## Task to carry out
Look through the records that follow. Copy every line containing the word "snippet".

## Exercise material
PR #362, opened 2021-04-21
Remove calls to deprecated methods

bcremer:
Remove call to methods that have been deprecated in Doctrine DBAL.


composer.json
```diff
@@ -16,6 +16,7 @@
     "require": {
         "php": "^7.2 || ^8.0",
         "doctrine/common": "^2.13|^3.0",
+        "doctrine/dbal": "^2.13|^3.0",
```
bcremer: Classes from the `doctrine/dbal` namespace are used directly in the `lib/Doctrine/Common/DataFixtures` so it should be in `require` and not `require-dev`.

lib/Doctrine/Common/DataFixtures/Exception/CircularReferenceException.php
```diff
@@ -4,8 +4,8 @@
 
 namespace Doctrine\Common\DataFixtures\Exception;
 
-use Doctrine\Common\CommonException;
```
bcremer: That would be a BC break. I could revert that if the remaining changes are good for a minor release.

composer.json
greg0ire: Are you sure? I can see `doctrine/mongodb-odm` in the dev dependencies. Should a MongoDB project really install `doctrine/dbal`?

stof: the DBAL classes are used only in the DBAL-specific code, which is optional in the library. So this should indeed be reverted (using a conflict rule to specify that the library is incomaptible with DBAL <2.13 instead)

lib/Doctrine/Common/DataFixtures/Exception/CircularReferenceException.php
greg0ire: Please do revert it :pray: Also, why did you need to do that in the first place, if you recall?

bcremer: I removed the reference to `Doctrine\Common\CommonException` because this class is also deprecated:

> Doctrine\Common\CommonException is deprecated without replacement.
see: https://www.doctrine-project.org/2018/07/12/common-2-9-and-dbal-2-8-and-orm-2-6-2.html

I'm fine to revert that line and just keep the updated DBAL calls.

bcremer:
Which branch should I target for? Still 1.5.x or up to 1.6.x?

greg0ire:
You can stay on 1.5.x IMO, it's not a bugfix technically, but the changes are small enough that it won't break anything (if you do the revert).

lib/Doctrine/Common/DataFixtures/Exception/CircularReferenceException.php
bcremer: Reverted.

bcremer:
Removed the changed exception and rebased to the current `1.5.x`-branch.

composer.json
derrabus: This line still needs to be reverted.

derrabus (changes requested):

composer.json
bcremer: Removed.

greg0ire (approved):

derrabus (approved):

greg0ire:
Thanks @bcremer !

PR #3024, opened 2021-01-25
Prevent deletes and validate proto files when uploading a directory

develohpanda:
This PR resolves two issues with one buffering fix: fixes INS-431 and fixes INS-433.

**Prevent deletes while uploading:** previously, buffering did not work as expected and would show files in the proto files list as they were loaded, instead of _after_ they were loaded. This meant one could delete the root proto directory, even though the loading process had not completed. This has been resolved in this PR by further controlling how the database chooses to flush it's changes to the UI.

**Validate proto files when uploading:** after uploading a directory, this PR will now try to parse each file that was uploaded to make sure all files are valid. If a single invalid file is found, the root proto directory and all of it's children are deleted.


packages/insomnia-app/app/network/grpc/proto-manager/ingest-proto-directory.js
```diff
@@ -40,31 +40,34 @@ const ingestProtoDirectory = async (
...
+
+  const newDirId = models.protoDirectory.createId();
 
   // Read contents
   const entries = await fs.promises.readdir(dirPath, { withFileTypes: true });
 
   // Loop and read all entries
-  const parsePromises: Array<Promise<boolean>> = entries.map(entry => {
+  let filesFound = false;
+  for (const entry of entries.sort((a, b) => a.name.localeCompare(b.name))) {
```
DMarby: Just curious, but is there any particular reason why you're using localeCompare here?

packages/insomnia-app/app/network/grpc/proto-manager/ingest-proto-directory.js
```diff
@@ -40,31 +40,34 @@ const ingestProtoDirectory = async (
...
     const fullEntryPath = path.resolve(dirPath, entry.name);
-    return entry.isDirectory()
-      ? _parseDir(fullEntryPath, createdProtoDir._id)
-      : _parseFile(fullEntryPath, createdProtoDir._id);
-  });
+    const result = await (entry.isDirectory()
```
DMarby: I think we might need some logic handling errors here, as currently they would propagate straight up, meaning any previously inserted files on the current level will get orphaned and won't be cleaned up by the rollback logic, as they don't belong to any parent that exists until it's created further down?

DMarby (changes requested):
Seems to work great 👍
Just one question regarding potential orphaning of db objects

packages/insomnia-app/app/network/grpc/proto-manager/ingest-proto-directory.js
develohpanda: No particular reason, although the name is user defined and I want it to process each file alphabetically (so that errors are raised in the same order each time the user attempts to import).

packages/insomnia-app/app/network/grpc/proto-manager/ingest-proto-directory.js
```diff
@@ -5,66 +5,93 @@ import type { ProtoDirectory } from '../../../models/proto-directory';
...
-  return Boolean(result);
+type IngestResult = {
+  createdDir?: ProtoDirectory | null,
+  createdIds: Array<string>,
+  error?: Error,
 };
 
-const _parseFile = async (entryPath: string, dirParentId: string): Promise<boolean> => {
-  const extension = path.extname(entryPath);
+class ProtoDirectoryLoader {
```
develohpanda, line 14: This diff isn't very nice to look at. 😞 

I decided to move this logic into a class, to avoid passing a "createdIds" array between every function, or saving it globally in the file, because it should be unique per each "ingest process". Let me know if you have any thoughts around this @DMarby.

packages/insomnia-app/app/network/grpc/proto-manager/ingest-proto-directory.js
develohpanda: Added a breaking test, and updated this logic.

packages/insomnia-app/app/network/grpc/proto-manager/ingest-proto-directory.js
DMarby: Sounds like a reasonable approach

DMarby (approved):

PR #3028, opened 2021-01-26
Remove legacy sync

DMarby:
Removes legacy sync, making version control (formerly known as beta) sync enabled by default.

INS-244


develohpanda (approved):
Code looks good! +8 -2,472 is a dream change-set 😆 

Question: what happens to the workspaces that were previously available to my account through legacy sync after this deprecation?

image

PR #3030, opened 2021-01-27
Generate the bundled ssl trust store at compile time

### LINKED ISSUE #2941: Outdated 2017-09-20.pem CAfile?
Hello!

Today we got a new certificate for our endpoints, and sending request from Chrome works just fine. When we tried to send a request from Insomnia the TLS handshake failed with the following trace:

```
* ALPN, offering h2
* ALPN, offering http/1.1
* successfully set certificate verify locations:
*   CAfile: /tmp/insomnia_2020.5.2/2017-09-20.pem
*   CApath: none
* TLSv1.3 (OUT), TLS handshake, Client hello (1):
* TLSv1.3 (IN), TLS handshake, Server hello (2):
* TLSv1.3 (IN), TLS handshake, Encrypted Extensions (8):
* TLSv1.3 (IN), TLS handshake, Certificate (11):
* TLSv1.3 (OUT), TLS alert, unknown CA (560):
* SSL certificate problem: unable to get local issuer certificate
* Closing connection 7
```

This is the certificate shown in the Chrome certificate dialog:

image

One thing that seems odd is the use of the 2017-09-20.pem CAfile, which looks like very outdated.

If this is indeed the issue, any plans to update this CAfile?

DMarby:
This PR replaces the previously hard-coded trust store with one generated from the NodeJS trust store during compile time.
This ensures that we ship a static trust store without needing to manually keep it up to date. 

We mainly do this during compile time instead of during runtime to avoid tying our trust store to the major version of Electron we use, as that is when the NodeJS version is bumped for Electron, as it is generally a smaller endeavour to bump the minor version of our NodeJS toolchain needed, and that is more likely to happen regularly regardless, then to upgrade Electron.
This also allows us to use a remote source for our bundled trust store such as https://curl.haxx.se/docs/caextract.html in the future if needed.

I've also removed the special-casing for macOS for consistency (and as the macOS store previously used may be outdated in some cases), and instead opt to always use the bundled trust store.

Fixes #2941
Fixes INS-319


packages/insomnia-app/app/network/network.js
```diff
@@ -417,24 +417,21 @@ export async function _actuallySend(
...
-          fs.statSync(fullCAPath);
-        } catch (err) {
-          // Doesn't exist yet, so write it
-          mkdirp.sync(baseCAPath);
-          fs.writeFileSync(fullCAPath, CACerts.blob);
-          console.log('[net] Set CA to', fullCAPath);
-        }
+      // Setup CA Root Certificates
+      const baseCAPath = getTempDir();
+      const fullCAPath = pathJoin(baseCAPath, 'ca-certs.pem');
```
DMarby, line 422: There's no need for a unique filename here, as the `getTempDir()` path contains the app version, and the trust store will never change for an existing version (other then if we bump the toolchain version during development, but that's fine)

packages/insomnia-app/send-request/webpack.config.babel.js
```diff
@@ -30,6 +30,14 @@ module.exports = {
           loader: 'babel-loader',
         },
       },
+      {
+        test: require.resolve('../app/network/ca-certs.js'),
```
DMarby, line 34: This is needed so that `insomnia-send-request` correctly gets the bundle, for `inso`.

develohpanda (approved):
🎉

---

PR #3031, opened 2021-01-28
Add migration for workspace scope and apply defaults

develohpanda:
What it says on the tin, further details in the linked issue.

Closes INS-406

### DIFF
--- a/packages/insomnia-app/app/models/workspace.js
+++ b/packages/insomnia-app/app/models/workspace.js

==

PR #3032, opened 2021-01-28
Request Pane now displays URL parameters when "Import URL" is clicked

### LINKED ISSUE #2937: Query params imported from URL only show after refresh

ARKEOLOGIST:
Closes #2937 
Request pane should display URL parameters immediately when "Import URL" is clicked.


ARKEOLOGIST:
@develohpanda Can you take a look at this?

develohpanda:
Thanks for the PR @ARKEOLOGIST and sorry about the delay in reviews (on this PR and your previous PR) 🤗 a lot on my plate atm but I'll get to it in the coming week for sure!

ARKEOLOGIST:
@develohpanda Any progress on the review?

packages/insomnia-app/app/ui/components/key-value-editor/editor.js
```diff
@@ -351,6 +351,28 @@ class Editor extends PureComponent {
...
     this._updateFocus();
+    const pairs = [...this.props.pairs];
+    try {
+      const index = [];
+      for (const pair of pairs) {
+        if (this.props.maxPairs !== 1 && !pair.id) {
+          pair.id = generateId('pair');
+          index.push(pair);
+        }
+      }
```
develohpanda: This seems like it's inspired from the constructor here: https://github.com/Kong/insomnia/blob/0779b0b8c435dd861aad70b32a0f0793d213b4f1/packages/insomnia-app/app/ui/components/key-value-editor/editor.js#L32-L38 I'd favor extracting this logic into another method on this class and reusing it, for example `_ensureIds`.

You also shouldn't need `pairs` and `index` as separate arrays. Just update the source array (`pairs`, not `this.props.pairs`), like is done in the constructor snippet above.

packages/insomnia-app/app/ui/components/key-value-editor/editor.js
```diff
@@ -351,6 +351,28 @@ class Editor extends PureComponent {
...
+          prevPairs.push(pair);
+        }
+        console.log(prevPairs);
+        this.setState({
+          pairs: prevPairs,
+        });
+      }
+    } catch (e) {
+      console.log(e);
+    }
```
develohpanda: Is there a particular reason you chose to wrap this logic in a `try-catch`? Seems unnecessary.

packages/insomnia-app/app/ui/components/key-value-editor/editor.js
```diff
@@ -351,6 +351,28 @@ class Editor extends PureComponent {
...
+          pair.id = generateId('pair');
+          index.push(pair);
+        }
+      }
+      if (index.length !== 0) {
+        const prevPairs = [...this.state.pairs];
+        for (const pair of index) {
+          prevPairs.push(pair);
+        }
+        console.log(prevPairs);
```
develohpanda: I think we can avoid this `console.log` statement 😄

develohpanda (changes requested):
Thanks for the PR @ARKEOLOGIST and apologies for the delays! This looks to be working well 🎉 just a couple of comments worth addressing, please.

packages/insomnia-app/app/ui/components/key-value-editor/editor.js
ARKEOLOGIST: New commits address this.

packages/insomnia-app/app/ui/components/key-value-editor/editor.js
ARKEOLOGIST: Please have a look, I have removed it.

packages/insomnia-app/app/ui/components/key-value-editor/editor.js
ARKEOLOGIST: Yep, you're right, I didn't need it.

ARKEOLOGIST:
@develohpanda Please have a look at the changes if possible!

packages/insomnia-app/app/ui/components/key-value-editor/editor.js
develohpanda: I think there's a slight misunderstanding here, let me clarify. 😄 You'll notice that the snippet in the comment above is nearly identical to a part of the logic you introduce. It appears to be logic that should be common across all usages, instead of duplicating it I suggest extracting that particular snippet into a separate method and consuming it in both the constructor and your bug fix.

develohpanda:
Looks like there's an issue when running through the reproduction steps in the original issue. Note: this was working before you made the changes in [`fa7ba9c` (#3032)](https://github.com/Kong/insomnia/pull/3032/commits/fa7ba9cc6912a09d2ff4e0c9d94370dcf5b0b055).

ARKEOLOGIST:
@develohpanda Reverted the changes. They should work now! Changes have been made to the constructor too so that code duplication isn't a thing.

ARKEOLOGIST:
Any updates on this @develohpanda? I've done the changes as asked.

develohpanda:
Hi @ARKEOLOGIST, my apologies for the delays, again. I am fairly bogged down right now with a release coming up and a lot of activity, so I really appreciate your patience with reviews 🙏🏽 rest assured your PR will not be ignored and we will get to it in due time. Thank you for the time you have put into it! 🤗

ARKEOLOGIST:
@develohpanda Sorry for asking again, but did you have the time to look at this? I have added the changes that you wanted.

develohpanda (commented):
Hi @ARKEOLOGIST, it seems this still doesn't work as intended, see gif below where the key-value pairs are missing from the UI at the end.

## Solution
You also shouldn't need `pairs` and `index` as separate arrays. Just update the source array (`pairs`, not `this.props.pairs`), like is done in the constructor snippet above.
develohpanda: I think there's a slight misunderstanding here, let me clarify. 😄 You'll notice that the snippet in the comment above is nearly identical to a part of the logic you introduce. It appears to be logic that should be common across all usages, instead of duplicating it I suggest extracting that particular snippet into a separate method and consuming it in both the constructor and your bug fix.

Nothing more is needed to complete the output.